## Exercise materials
****
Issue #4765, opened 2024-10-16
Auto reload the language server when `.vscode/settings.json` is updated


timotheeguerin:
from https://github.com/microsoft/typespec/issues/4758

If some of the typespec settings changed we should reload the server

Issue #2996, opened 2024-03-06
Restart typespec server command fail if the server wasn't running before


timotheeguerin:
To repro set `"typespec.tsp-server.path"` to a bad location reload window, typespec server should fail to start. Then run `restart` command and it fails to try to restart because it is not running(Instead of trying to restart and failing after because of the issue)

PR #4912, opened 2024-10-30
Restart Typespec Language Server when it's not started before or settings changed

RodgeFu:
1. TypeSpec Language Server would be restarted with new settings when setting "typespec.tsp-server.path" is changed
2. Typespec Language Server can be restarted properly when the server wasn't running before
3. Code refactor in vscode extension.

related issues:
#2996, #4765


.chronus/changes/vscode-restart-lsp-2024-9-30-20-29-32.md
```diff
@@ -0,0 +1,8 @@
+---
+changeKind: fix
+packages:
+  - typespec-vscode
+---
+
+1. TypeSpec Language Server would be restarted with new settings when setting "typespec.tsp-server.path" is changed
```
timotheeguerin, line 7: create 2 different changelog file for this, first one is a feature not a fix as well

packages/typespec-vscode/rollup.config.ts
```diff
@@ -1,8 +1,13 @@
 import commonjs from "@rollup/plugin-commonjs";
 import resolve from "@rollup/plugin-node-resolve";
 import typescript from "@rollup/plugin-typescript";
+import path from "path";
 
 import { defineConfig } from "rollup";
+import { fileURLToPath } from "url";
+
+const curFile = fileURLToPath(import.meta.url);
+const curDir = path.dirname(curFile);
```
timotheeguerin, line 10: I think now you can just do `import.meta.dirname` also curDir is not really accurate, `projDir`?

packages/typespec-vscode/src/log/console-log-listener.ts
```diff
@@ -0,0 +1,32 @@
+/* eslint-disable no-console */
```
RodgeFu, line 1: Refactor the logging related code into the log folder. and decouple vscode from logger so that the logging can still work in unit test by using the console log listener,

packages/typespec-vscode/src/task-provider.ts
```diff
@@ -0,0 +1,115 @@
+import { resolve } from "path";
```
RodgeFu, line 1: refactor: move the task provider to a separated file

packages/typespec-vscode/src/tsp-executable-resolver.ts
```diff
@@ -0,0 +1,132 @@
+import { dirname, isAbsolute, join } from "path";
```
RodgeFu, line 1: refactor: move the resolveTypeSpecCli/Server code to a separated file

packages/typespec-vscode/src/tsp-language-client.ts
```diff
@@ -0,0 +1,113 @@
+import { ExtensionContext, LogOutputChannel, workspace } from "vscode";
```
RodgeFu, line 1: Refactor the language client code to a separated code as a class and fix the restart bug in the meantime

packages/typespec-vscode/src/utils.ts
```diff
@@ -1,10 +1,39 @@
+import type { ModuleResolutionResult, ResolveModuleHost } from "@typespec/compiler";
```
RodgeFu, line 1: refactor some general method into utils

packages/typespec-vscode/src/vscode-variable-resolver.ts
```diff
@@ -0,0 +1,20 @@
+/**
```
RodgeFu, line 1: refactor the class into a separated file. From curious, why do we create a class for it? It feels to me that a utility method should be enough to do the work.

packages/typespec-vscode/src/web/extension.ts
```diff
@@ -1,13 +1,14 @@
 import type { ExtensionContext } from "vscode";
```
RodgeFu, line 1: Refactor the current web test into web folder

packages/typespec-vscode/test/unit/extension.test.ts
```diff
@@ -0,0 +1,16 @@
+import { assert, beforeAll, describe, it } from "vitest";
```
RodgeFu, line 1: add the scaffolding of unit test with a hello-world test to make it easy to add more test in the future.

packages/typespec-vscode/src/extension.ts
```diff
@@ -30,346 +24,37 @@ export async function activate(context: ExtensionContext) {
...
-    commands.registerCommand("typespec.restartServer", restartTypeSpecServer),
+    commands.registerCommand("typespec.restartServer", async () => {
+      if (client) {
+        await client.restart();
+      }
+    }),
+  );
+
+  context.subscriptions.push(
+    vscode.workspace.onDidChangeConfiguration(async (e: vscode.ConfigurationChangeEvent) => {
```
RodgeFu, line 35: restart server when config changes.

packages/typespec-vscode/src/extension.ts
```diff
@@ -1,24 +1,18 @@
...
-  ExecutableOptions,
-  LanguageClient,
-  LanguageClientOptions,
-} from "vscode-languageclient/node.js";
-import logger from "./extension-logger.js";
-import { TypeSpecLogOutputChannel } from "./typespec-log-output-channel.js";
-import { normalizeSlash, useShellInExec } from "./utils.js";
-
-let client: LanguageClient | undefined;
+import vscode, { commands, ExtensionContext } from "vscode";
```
****
## Task statement
Check each line of the records above, and copy those that hold the word "curDir".

## Your response
+const curDir = path.dirname(curFile);
timotheeguerin, line 10: I think now you can just do `import.meta.dirname` also curDir is not really accurate, `projDir`?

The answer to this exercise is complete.